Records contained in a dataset

Start of Block

PR #881, opened 2026-05-09
test(web): cover Sync All severity branches

### LINKED ISSUE #880: test(web): cover non-aborted severity branches in Sync All + resolve !r.ok branch
## Context

PR #878 (test-only PR closing audit gap 3) pinned the **aborted** envelope on three flows because that was the audit P0 surface. The reviewer (suggestion 2) noted that the rest of the severity ladder is still unpinned — three branches that would benefit from regression nets even though they were not P0:

| Site | Branch | Spec gap |
|---|---|---|
| `static/context-gateway.js:492-493` | settings POST `error` → `toast.sync_failed` error | Add a 4th case to `test_context_gateway_sync_all.py` |
| `static/context-gateway.js:496-506` | settings POST `needs_confirmation` → info toast + Open Settings action button | Add a 5th case to the same spec |
| `static/settings-hooks-watchdog.js:136-139` | resolve POST `!r.ok` (HTTP 4xx/5xx) → toast.error, no `loadHooksSync` | Add a 3rd case to `test_settings_hooks_resolve_inline.py` |

The first two cases share the existing fixture shape from `test_sync_all_happy_path_emits_success_toast` / `test_sync_all_settings_aborted_emits_mtime_conflict_warning` — only the response payload changes. The third mirrors `test_resolve_aborted_envelope_keeps_card_and_emits_error_toast` but with HTTP 500 and the `err.detail` path.

## Suggested approach

- Same module-level i18n constants (`toast.sync_failed` template needs the `{error}` placeholder substituted in the assertion).
- Same symmetric pin discipline: positive on the toast text + class, negative on the success branch not firing.
- The `needs_confirmation` case also has an inline action button (`onClick: () => switchSettingsSection('hooks-sync')`) — pin that the click navigates to the Hooks Sync section.

## Out of scope

- Adding scenarios for non-overview / non-hooks Web routes (install flows etc.).
- ADR-0003 Status: Proposed → Accepted promotion (separate chore).

## Acceptance

- [ ] Three new test cases (one each in the two existing spec files).
- [ ] Mutation-validated.
- [ ] All `tests/web/` specs still green.

References: PR #878 review thread.

looooown2006:
## Summary

Adds targeted browser regressions for the remaining non-aborted severity branches requested in #880:

- Sync All settings `error` result emits the `toast.sync_failed` error toast and does not emit a success toast.
- Sync All settings `needs_confirmation` result emits the partial-info toast and its Open Settings action navigates to Hooks Sync.
- Hooks Sync resolve HTTP 500 surfaces `err.detail`, keeps the unresolved conflict card, and does not call `loadHooksSync`.

## Tests

- `git diff --check`
- `uv run ruff check packages/memtomem/tests/web/test_context_gateway_sync_all.py packages/memtomem/tests/web/test_settings_hooks_resolve_inline.py`
- `uv run pytest packages/memtomem/tests/web/test_context_gateway_sync_all.py packages/memtomem/tests/web/test_settings_hooks_resolve_inline.py -m browser`

Closes #880.

### DIFF
--- a/packages/memtomem/tests/web/test_context_gateway_sync_all.py
+++ b/packages/memtomem/tests/web/test_context_gateway_sync_all.py
@@ -39,6 +39,10 @@ pytestmark = pytest.mark.browser
 SYNC_ALL_TITLE = "Sync All"  # settings.ctx.sync_all
 SYNC_SUCCESS_TOAST = "Sync completed"  # settings.ctx.sync_success
 MTIME_CONFLICT_TOAST = "File was modified externally. Reloading..."  # settings.ctx.mtime_conflict
+SYNC_PARTIAL_NEEDS_CONFIRMATION_TOAST = (
+    "Sync All complete except Settings — confirm host writes in the Settings panel."
+)
+SYNC_FAILED_TEMPLATE = "Sync failed: {error}"  # toast.sync_failed
 
 
 _HEALTHY_OVERVIEW = {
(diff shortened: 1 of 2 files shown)


looooown2006:

pandas-studio (approved):
Thanks for the follow-up on #880 — these three regressions close exactly the gaps I was hoping to see covered.

I cross-checked each assertion against the production branches:
- `error` → `context-gateway.js:492-493` (`toast.sync_failed` template) ✅
- `needs_confirmation` → `context-gateway.js:496-506` (info toast + `Open Settings` action calling `switchSettingsSection('hooks-sync')`) ✅
- HTTP 500 resolve → `settings-hooks-watchdog.js:136-140` (`err.detail` toast, no `loadHooksSync` reload) ✅

Toast literals match `locales/en.json:677` (`toast.sync_partial_settings_needs_confirmation`) and `:681` (`toast.sync_failed`). Symmetric assertions throughout — positive (specific toast text + severity class) paired with negative (no success toast / preserved conflict card / unchanged GET counter) — exactly the pin-and-invert shape we want. `expect_request` synchronization on the resolve POST avoids the dispatcher race we've been bitten by elsewhere.

Approving as-is. Three non-blocking notes for possible future follow-ups (no need to address in this PR):

1. **Toast string parity isn't enforced by the tests.** `SYNC_PARTIAL_NEEDS_CONFIRMATION_TOAST` and `SYNC_FAILED_TEMPLATE` are inline duplicates of `en.json` strings; if the JSON changes, the assertion silently pins the old value. A future refactor that loads `en.json` once and references `toast.sync_partial_settings_needs_confirmation` / `toast.sync_failed` by key would close that drift surface. Same shape already exists for `SYNC_SUCCESS_TOAST` / `MTIME_CONFLICT_TOAST`, so this is pre-existing — not new debt introduced here.

2. **The `Open Settings` action label isn't asserted.** The `needs_confirmation` test verifies click → navigation but not that the button text resolves to `t('toast.open_settings_action')`. Navigation is the load-bearing behavior so this is cosmetic, but a label assertion would close the gap symmetrically with the toast-text assertion.

3. **Stubbed GET shape comment.** In `test_sync_all_settings_needs_confirmation_opens_hooks_sync`, the `**/api/settings-sync` stub returns `status: "conflicts"` with empty hook arrays — enough to render the section but no conflict cards. The `wait_for_function(... !classList.contains('hidden'))` is the right scope; a one-line comment naming the intent ("we only verify the navigation handler, not that conflicts render") would help future readers.

Squashing once branch protection is satisfied. Thanks again!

End of Block

**Assignment:** Across all the entries, how many lines include "static"? Answer with the number alone.

**Solution for this task:** 3